Data to examine ▸
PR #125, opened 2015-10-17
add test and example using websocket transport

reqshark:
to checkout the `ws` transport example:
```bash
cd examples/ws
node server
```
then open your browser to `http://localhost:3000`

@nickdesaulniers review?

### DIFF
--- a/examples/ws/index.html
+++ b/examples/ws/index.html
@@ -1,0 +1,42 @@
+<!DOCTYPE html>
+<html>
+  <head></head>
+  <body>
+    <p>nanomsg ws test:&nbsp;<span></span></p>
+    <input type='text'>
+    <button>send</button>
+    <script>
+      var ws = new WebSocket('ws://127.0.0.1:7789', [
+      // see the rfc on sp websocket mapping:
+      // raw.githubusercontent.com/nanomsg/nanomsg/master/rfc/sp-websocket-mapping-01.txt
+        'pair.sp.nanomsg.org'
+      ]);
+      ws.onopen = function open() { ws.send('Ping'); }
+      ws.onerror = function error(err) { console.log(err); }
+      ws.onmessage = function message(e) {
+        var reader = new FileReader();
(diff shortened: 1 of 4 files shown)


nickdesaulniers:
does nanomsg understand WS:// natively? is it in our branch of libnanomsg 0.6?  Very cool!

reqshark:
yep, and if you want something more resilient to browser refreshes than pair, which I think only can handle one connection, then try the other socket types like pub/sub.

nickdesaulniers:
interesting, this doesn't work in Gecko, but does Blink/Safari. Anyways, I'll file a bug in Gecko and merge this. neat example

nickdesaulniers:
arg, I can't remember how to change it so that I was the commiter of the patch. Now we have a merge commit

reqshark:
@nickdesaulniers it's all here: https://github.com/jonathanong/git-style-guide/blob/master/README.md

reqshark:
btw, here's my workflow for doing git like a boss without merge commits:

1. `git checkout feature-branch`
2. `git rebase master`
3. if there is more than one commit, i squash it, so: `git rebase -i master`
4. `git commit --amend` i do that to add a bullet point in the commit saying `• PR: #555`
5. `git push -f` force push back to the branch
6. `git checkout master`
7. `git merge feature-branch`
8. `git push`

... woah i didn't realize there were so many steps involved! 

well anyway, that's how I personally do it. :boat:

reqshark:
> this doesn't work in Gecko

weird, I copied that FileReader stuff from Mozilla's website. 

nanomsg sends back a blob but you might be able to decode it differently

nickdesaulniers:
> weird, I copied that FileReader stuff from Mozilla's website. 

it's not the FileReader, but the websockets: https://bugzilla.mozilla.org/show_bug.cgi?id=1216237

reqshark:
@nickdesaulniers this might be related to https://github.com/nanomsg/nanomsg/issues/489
---
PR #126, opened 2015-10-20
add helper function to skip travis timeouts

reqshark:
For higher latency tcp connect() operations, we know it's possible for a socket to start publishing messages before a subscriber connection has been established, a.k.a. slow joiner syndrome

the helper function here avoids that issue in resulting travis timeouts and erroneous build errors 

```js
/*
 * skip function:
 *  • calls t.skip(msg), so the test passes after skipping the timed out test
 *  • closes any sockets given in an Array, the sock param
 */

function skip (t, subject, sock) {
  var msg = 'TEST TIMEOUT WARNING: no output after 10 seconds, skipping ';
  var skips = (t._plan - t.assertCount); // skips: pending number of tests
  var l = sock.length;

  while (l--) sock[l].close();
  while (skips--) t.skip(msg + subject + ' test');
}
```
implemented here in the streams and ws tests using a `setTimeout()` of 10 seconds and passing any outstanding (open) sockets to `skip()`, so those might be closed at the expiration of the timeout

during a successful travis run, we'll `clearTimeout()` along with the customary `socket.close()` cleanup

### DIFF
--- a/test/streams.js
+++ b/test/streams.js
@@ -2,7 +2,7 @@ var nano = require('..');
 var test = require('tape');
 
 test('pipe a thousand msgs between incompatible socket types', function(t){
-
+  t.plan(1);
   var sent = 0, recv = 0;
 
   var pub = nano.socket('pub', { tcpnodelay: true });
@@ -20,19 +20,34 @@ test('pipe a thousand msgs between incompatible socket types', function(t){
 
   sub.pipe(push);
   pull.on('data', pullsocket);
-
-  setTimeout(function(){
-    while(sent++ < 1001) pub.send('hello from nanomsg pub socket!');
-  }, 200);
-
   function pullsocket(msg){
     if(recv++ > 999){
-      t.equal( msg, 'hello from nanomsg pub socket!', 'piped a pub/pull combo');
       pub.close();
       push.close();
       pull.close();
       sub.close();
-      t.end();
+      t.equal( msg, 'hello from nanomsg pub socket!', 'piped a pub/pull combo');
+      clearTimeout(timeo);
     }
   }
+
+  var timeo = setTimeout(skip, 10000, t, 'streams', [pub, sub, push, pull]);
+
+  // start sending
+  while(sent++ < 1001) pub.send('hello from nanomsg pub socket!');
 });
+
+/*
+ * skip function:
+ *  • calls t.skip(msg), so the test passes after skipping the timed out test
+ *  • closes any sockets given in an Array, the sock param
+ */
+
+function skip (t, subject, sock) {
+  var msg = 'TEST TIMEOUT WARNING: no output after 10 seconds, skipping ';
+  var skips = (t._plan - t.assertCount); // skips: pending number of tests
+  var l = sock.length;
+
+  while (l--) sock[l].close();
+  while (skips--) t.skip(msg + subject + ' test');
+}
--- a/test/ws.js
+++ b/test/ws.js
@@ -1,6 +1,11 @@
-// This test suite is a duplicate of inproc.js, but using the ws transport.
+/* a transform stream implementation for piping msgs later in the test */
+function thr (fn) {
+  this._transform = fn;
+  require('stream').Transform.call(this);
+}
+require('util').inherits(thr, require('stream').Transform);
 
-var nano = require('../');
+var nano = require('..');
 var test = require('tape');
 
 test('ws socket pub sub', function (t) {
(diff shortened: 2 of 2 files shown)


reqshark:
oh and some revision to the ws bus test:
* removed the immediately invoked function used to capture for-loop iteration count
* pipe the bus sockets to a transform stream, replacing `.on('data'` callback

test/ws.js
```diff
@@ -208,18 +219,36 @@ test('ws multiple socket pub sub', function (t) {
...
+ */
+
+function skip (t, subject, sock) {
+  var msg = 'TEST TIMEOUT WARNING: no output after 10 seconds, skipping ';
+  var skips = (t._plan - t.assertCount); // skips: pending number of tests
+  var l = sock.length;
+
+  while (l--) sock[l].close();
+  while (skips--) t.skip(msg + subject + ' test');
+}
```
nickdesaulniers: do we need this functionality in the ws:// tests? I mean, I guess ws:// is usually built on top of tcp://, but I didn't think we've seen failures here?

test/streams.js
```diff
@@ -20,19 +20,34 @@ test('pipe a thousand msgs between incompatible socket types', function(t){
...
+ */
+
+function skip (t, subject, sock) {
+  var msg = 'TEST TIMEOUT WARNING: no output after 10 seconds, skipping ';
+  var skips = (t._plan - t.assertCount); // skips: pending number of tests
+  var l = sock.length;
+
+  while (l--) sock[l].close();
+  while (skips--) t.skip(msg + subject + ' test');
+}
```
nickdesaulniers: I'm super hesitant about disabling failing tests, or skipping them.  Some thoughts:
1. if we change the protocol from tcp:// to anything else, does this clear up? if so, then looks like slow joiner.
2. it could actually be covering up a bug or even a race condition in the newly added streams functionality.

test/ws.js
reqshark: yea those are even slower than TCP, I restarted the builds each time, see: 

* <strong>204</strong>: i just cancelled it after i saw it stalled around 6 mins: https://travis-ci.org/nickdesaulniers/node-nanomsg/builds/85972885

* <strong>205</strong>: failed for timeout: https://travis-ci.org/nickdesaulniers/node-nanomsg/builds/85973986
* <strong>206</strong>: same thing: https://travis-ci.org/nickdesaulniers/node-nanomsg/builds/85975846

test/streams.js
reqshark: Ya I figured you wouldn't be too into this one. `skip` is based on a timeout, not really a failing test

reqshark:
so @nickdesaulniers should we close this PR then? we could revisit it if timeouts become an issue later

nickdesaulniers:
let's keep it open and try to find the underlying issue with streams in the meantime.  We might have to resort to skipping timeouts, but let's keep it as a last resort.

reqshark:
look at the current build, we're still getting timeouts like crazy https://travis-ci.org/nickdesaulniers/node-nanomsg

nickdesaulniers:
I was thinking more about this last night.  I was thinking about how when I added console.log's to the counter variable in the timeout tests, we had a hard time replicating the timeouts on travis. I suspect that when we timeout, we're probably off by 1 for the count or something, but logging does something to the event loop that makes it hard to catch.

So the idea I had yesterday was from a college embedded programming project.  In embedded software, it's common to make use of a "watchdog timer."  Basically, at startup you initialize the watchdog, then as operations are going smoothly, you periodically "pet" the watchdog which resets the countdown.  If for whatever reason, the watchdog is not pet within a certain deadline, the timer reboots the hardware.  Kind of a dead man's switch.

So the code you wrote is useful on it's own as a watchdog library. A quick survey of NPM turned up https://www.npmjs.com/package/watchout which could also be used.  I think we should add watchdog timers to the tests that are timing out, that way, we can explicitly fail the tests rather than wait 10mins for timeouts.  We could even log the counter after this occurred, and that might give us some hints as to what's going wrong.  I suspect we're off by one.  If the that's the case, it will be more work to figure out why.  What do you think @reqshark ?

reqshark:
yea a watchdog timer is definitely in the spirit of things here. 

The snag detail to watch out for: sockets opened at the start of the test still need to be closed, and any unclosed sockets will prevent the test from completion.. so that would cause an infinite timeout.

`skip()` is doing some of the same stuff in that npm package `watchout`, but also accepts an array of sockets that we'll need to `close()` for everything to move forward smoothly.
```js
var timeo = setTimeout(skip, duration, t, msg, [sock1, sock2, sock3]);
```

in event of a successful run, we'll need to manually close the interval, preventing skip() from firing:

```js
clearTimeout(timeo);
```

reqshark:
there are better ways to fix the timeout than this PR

Exercise aim ▸
Reproduce every line from the entries that holds the word "files".

Written response ▸
(diff shortened: 1 of 4 files shown)
(diff shortened: 2 of 2 files shown)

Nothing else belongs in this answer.